There are a number of benefits to open-text responses in that they can provide context and meaning when interpreting the results of the closed questions and identify the cause and effect of the statistics. Open text responses allow respondents to elaborate on their responses and may identify themes not covered by the closed questions. One of the challenges of open text responses is how to uncover the key insights.
The most common way of incorporating text data is via text analysis which identifies patterns and themes in the responses. These themes can be used to create text buckets allowing responses to be categorised and analysed as numeric data.
Cleaning text data
Just like numeric data, text data needs to be cleaned. The researcher needs to review all the text responses and removed the invalid data, this is any responses that do not relate to or add value to the research. A common example of invalid data is respondents who answer “no” “none” or “.” to an extension or general text question. The other common example of invalid data is a response that is not on topic, this is actually more common than one may think. Some recent examples of this has included comments on the Flag Referendum in a customer satisfaction survey, general comments and thoughts about the Government of the day and one’s thoughts and opinions about cyclists in a survey on proposed changes to dog control by-laws. This often is a manual process as some relevant data may be included within what at first glance may be invalid data but can have its’ rewards in terms of Huh moments.

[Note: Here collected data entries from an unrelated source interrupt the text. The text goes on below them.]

PR #9955, opened 2026-07-22
fix: sidebar worktree card reads local SSH state for remote-runtime worktrees

VictorCano:
Partially addresses #9276 — this fixes the misleading "SSH disconnected" chip and the spurious blocking reconnect dialog on paired clients. The other half of the issue — terminals for hub SSH-hosted worktrees never opening — turned out to be a client-side bug of the same class and is fixed separately in #9987 (single-topic PRs).

## User-visible change

On a paired desktop client connected to a hub machine running the Orca runtime, every one of the hub's SSH-hosted worktrees showed a red "SSH disconnected" chip in the sidebar, and clicking one popped the blocking `SshDisconnectedDialog` — even while the hub's SSH connections were perfectly healthy. After this fix, the sidebar card reports the hub's actual SSH state (chip only on a real disconnect, correct target label in the dialog), and shows nothing while the owner's state is unknown instead of defaulting to a false "disconnected".

## Root cause

`WorktreeCard.tsx` still read the flat **local-machine** SSH maps directly (`s.sshConnectionStates.get(repo.connectionId) ?? 'disconnected'`, and `s.sshTargetLabels` for the dialog label). On a paired client, the hub's SSH connections never exist in those local maps — they are mirrored into the per-environment bucket `sshStateByEnvironment`, whose slice explicitly documents "Do NOT read this map directly from components — use the `selectRuntimeAwareSsh*` selectors". So the lookup was always `undefined` → `'disconnected'` for every hub SSH worktree. This was a missed migration to the runtime-aware SSH selectors that `TerminalPane.tsx` already uses; the card now mirrors TerminalPane's exact pattern (`getExplicitRuntimeEnvironmentIdForWorktree` + `selectRuntimeAwareSshStatus`/`selectRuntimeAwareSshTargetLabel`, including the paired-web-client force-local guard).

## Changes

- **New `worktree-card-ssh-status.ts`** (sidebar sibling module, following `worktree-card-pr-display.ts` naming): lifts the card's inline SSH status/label derivation into pure, unit-testable selectors that route between local maps (`environmentId === null`) and the owning environment's bucket. Local-worktree values are byte-for-byte identical to before (including the `'' → repo.displayName` label fallback).
- **`WorktreeCard.tsx`**: replaces the direct map reads with the new selectors; derives the owning environment id exactly like TerminalPane. The blocking-dialog gating (`isSshDisconnected` in the click handler and the dialog `open` prop) is fixed transitively since it derives from the corrected status.
- **`runtime-environment-ssh.ts`**: export-only change (`RuntimeAwareSshReadState` type) so the new module can share the selectors' state contract. No behavior change.

## Tests

Written red→green: every regression case below was run against today's `main` behavior first and observed failing, then observed passing with the fix.

**Component-level (`WorktreeCard.ssh-reconnect-prompt.test.tsx`, 3 new cases)** — drives the exact #9276 topology through the real card (runtime-hosted worktree + `repo.connectionId` + hydrated environment bucket + empty local maps):

- hub reports `connected` → no "SSH disconnected" chip, dialog receives `connected` + the hub's target label (fails on main)
- hub reports `disconnected` → chip still shows, with the hub's label (label fails on main)
- hub bucket not yet hydrated → no chip instead of a false disconnect (fails on main)

**Selector-level (`worktree-card-ssh-status.test.ts`, 13 cases)**:

- hub-owned target `connected` in `sshStateByEnvironment` but absent from local `sshConnectionStates` → reports `connected` + the hub's target label (fails on main: reported `disconnected` + empty label)
- unreachable environment / unhydrated bucket → `null` (show nothing), not a false `disconnected`
- a real hub-side disconnect still surfaces
- local SSH worktrees keep local-map semantics unchanged (status fallback `'disconnected'`, label fallback `''`)
- runtime-owned (`runtime-ssh-*`) targets and missing connection ids stay suppressed
- end-to-end wiring: a worktree with a `runtime:<env>` host id resolves to its environment via `getExplicitRuntimeEnvironmentIdForWorktree` and reads that bucket; a plain local worktree resolves to no environment

## AI code-review summary

Co-developed with Claude (Claude Code, Fable 5) under human direction and review: I scoped the fix, reviewed the diff, and verified the result live on my real hub + paired-client setup (screenshots above). On the AI side it was reviewed by the implementing agent plus an adversarial multi-model review pass (3 independent reviewer lenses, each finding verified by a separate refutation agent). The one confirmed finding — the end-to-end #9276 topology was not driven through the real component, so a wiring revert would have kept the suite green — was addressed by adding the component-level tests above (verified red against the reverted wiring):

- **Cross-platform (macOS/Linux/Windows)**: renderer-only store/selector logic; no paths, shells, key handling, or platform APIs touched.
- **SSH/remote/local compatibility**: the point of the fix. Local worktrees keep byte-for-byte identical behavior (unit-tested); hub-owned worktrees read the owning environment bucket; paired web clients keep forcing local maps (same guard as TerminalPane); runtime-owned ephemeral-VM targets stay suppressed; unknown owner state renders nothing rather than a false disconnect.
- **Agent/integration neutrality**: no agent-, integration-, or git-provider-specific behavior involved.
- **Performance (sidebar render hot path)**: no new IPC and no new subscriptions; the only added work per store update is the environment-id resolution (`getExplicitRuntimeEnvironmentIdForWorktree`, in-memory map/array lookups) plus two O(1) bucket lookups — the same per-selector cost TerminalPane already pays, and the added selectors return scalars so re-render behavior is unchanged. Bucket hydration continues to happen centrally in `useIpcEvents` on runtime (re)connect; cards trigger none.
- **UI quality**: chip/dialog visuals untouched; only when they appear changes. Dialog label now prefers the owning host's label and still falls back to `repo.displayName` (never a raw `ssh-<ts>-<rand>` id).
- **Security**: no new data flows; reads already-mirrored renderer store state only.

An additional OpenAI Codex native review of the final diff surfaced two P2 observations, both acknowledged and intentionally left out of this single-topic PR as follow-ups:

1. **Reconnect routing**: `SshDisconnectedDialog`'s Reconnect button calls the local `window.api.ssh.connect({ targetId })` path, which cannot reconnect a hub-owned target (it would need the runtime RPC path the terminal overlay uses). This is pre-existing behavior — before this fix that dead-end dialog was reachable constantly via the false chip; now it is reachable only on a genuine hub-side disconnect.
2. **Offline-hub visibility**: when the owning environment is unreachable, the card intentionally shows nothing (`null` = unknown, mirroring TerminalPane's semantics) rather than a possibly-false "SSH disconnected" chip; for an SSH repo whose worktree is hub-hosted this means no chip while the hub itself is offline. Whether that shape should get a "Server disconnected" fallback keyed off the worktree's `hostId` is left as a follow-up.

## Screenshots

Paired Windows desktop client, hub (macOS, Orca 1.4.147) with healthy SSH connections. `TL/Fusion` is a hub SSH-hosted repo; `TL/fusion-mcp` is hub-local.

| Before | After |
| --- | --- |
| Before: every TL/Fusion worktree shows a red SSH-disconnected icon despite the hub's SSH connection being healthy | After: TL/Fusion worktrees render normally with no false disconnected state |

## Notes

- Pre-existing failures on `main` (untouched — each reproduced on a clean `main` checkout in the same environment):
  - `pnpm lint` fails in `lint:switch-exhaustiveness` on `src/renderer/src/components/skills/skill-freshness-group.tsx:101` (switch not exhaustive). The files in this PR are lint-clean.
  - `pnpm test`: 3 failures in `src/main/startup/configure-process.test.ts` (GPU feature flags) and `src/main/agent-hooks/managed-hook-timeout.test.ts` (transport-budget timing), all outside the renderer; the other 33,783 tests pass, including the 16 new ones.
- `pnpm typecheck` and `pnpm build` pass.
- No version bumps.

## ELI5

Paired clients showed hub SSH worktrees as "SSH disconnected" even when the hub was fine. The sidebar now uses the correct local SSH state for remote-runtime worktrees so the chip and reconnect dialog stop lying.

### DIFF
--- a/src/renderer/src/components/sidebar/WorktreeCard.ssh-reconnect-prompt.test.tsx
+++ b/src/renderer/src/components/sidebar/WorktreeCard.ssh-reconnect-prompt.test.tsx
@@ -2,6 +2,8 @@ import { renderToStaticMarkup } from 'react-dom/server'
 import type { ReactNode } from 'react'
 import { beforeAll, beforeEach, describe, expect, it, vi } from 'vitest'
 import type { Repo, Worktree, WorktreeCardProperty } from '../../../../shared/types'
+import { toRuntimeExecutionHostId } from '../../../../shared/execution-host'
+import type { RuntimeEnvironmentSshBucket } from '@/store/slices/runtime-environment-ssh'
 import type WorktreeCardComponent from './WorktreeCard'
 
 const fetchHostedReviewForBranch = vi.fn()
@@ -14,6 +16,8 @@ let WorktreeCard: typeof WorktreeCardComponent
 let sshConnectionStates = new Map<string, { status: string }>()
 let sshTargetLabels = new Map<string, string>()
 let runtimeStatusByEnvironmentId = new Map<string, { status?: unknown }>()
+let sshStateByEnvironment = new Map<string, RuntimeEnvironmentSshBucket>()
+let worktreesByRepo: Record<string, Worktree[]> = {}
 let worktreeCardProperties: WorktreeCardProperty[] = ['status']
 
 vi.mock('@/store', () => ({
@@ -32,10 +36,14 @@ vi.mock('@/store', () => ({
       remoteBranchConflictByWorktreeId: {},
       runtimeStatusByEnvironmentId,
       settings: null,
+      removedSshTargetLabels: new Map(),
       sshConnectionStates,
+      sshStateByEnvironment,
       sshTargetLabels,
+      sshTargetsHydrated: false,
       updateWorktreeMeta,
-      worktreeCardProperties
+      worktreeCardProperties,
+      worktreesByRepo
     })
 }))
 
@@ -130,6 +138,8 @@ describe('WorktreeCard SSH reconnect prompt', () => {
     sshConnectionStates = new Map()
     sshTargetLabels = new Map()
     runtimeStatusByEnvironmentId = new Map()
+    sshStateByEnvironment = new Map()
+    worktreesByRepo = {}
     worktreeCardProperties = ['status']
   })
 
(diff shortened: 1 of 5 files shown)


AmethystLiang:
Associating this PR with related issue(s): #9276

AmethystLiang:
Associating this PR with related issue(s): #9276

There are software options which can do the data cleaning based on programmed or learned algorithms however these have limitations. Once the data has been cleaned one is ready to analysis and code it.
Manual coding involves an individual reading each comment and assign it to the appropriate text bucket/s. While this method is considered best practice it does have its’ disadvantages. It is labour intensive and requires a reasonable level of skill to do.
The way text responses are coded can also be open to researcher bias as they interpret what the respondent said and what they were trying to communicate. Be honest humans are imperfect machines.
Best practice includes the on-going reviewing the text buckets. Every response should fit into at least one bucket even if it is a generic, not applicable bucket. As you code the responses notice the patterns and themes emerging and let these guide the code frame. Review the code frame on a regular basis as you may be able to merge some buckets while others may have to be split as the data emerges.
There are a number of programs which will do text coding for you. Again this automation process is based on programmed or learned algorithms which are its’ limitations and disadvantages. In Q Research Software one sets up the code frame, manually codes a portion of the data (15-20%) and then the software can code the rest of the data based on both programmed and the learned algorithms from the manual coding process. The advantage of automatic coding is quick and cost-effective to do.
I will be covering automatic coding in a future blog.
Once you have completed the analysis the question is how do you present the data in a meaningful way.
Text analysis transforms raw text data into numeric data making it a lot easier to incorporate into a report. Instead of having hundreds of individual pieces of data they have been categorised into themes. From this point, one has all the display options available with numeric data at their disposal. It is up to the researcher to pick the option which best summarises the data and meets the needs of the client. Your report can include quotes from the text data to highlight important themes or messages. Quotes can also be used to increase the general appeal and reliability of the report as well as liven it up.